# INPUT RECORDS:
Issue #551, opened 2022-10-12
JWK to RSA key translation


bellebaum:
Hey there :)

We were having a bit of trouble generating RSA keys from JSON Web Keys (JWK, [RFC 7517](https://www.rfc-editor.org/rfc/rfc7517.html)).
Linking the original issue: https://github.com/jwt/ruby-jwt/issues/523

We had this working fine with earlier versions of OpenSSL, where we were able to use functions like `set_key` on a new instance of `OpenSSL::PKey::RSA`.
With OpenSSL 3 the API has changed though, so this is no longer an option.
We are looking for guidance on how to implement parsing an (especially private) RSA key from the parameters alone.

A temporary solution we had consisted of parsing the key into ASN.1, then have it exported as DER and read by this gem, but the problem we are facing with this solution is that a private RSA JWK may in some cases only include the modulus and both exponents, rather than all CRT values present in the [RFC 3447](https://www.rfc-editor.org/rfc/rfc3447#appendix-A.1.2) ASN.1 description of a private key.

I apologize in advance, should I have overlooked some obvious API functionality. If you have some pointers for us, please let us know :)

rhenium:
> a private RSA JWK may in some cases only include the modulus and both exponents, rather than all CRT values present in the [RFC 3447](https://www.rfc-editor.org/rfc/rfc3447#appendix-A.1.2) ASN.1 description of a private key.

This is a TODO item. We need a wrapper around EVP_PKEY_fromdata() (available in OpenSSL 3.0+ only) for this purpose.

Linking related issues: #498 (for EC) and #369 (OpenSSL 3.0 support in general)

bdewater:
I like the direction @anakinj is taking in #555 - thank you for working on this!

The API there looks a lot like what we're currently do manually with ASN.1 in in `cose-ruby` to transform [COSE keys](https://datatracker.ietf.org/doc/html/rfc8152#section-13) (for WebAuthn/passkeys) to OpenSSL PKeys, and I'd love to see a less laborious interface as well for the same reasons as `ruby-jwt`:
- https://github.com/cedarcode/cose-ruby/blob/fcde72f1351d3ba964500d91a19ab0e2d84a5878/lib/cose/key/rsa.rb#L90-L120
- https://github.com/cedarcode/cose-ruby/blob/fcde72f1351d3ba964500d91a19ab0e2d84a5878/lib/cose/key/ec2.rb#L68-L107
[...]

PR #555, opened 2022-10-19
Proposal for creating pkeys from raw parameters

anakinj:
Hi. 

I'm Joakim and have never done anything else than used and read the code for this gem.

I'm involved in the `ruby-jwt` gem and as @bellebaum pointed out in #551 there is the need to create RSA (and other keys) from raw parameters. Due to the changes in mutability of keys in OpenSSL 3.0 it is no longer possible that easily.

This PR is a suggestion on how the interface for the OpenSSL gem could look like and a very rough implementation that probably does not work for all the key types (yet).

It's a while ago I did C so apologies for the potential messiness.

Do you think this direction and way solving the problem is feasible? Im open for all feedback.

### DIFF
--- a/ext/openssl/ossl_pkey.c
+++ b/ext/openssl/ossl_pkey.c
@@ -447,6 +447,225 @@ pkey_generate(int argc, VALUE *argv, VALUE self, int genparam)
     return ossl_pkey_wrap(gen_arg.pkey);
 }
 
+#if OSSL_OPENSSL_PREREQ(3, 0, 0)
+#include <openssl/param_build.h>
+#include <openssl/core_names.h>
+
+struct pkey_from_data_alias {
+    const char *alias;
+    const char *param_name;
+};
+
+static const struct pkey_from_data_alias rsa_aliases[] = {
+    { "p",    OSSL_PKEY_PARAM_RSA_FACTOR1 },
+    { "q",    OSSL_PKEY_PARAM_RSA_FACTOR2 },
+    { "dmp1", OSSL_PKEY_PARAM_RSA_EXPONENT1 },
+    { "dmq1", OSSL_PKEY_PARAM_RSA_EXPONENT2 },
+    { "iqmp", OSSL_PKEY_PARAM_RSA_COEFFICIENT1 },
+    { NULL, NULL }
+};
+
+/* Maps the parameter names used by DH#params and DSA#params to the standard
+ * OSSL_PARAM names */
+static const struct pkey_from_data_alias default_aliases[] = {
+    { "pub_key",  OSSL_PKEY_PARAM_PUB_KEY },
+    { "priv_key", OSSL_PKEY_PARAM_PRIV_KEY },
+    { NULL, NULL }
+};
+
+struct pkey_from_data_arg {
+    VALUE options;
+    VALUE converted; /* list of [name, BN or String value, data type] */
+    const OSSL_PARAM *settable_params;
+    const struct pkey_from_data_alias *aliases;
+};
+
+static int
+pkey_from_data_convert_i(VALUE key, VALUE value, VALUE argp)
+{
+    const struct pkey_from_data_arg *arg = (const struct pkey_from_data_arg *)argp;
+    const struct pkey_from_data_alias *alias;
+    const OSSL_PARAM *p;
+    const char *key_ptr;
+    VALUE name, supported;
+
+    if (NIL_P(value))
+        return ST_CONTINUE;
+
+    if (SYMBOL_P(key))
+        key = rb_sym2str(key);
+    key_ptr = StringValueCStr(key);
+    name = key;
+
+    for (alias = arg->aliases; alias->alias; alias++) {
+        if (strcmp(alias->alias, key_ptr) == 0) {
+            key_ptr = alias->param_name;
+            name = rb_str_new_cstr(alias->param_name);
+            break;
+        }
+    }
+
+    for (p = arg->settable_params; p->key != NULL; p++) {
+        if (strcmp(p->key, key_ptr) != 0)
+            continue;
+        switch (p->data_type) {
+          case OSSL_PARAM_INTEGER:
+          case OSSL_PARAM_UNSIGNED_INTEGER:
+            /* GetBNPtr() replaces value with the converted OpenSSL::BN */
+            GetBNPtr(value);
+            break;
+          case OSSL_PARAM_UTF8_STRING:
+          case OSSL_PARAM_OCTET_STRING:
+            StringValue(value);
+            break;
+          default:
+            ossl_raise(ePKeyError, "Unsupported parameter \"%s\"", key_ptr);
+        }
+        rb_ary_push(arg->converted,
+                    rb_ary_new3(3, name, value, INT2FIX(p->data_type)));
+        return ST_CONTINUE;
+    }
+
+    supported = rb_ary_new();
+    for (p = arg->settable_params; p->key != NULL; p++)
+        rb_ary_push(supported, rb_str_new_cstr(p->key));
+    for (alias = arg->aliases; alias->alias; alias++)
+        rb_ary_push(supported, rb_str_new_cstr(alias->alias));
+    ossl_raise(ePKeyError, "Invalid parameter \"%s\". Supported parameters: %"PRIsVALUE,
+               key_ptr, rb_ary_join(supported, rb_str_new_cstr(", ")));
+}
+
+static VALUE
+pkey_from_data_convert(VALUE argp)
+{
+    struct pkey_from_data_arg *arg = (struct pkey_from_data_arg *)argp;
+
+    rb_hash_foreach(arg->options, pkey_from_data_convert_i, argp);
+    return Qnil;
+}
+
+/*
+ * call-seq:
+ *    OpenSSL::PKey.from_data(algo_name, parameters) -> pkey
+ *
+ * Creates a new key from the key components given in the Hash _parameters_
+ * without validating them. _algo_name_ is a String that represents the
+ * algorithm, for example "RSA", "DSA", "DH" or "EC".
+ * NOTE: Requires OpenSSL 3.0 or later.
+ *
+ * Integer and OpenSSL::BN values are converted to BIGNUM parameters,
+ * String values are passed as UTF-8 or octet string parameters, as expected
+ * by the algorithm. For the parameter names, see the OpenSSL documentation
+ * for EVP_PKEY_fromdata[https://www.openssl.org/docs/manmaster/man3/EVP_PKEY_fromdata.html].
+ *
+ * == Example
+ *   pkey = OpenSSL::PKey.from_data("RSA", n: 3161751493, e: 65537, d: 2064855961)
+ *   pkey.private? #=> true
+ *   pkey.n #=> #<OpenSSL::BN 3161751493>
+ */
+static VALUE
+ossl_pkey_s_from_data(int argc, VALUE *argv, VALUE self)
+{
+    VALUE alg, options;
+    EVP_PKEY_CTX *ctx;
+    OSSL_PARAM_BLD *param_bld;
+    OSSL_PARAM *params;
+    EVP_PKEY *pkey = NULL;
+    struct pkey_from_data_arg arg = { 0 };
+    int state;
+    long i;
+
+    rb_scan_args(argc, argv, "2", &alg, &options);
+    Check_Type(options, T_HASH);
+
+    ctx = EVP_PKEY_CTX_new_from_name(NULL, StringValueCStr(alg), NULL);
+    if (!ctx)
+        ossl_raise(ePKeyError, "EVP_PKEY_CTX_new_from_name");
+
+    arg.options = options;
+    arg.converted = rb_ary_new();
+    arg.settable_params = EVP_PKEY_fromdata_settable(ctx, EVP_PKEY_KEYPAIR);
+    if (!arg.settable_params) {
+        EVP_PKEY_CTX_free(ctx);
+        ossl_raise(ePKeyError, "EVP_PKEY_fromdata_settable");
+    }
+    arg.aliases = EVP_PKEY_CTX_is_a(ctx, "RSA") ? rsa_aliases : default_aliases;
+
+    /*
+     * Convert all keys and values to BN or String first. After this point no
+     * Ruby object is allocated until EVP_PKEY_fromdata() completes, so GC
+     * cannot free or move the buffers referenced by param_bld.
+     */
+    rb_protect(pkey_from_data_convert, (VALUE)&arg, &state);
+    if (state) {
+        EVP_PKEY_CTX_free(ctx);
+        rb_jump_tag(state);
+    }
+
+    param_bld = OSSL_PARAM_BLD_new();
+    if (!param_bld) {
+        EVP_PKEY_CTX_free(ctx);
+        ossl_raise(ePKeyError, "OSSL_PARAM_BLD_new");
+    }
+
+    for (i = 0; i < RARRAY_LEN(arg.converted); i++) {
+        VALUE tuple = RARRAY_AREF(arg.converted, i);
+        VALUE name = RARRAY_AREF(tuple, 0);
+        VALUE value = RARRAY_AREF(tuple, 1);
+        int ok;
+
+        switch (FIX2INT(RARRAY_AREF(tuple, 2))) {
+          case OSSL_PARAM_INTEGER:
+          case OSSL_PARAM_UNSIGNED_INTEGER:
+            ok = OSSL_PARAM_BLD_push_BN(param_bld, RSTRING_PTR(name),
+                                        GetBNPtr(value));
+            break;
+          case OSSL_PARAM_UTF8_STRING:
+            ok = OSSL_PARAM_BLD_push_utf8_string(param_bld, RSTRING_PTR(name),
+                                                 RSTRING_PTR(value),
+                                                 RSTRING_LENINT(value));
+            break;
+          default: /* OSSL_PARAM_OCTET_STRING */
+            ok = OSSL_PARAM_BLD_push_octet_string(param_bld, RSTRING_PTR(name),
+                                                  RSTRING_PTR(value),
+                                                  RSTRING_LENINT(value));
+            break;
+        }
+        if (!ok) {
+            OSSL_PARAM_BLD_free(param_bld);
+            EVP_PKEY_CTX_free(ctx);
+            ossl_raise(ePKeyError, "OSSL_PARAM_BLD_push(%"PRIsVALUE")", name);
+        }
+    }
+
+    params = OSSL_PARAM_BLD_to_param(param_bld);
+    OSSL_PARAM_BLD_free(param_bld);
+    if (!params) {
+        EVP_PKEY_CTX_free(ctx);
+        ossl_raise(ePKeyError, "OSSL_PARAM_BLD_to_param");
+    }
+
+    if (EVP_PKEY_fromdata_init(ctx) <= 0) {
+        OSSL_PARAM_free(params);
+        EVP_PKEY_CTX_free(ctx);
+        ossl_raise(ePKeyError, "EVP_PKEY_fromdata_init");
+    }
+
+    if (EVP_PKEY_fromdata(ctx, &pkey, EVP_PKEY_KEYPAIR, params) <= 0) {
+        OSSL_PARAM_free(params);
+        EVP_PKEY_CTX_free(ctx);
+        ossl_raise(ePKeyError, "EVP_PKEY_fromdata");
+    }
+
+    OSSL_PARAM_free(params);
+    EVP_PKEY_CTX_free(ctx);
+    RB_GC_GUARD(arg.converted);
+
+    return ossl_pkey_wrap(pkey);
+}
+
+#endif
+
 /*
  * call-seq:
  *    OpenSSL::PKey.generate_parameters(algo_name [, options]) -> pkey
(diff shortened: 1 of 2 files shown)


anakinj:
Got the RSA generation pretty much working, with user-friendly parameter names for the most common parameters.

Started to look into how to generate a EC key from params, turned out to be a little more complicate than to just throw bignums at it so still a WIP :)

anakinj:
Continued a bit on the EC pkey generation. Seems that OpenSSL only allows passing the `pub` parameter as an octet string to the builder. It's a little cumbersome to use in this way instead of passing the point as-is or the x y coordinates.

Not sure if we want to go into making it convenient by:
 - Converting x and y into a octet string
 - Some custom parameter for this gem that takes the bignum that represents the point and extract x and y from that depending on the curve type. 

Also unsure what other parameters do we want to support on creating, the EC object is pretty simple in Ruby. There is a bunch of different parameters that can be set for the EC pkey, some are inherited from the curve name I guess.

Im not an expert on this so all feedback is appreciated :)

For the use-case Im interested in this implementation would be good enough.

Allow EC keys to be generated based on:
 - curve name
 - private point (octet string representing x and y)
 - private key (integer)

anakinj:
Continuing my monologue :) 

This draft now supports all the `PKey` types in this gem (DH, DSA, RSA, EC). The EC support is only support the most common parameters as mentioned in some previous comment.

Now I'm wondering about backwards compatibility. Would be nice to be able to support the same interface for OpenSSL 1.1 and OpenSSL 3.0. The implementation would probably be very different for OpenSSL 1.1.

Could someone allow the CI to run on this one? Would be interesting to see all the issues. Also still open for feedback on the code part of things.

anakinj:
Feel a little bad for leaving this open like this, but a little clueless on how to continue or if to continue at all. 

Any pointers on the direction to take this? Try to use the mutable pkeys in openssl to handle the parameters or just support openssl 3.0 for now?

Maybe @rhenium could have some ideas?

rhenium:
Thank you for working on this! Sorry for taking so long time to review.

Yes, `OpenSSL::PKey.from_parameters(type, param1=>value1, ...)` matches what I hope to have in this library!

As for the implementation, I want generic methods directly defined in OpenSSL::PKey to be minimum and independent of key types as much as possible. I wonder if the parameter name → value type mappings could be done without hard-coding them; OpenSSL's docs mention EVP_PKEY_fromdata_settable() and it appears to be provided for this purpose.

# WHAT YOU ARE ASKED TO DO:
Nothing but the lines with "done" should be returned, copied from the entries above.

# ANSWER FOR THIS EXERCISE:
I'm Joakim and have never done anything else than used and read the code for this gem.
As for the implementation, I want generic methods directly defined in OpenSSL::PKey to be minimum and independent of key types as much as possible. I wonder if the parameter name → value type mappings could be done without hard-coding them; OpenSSL's docs mention EVP_PKEY_fromdata_settable() and it appears to be provided for this purpose.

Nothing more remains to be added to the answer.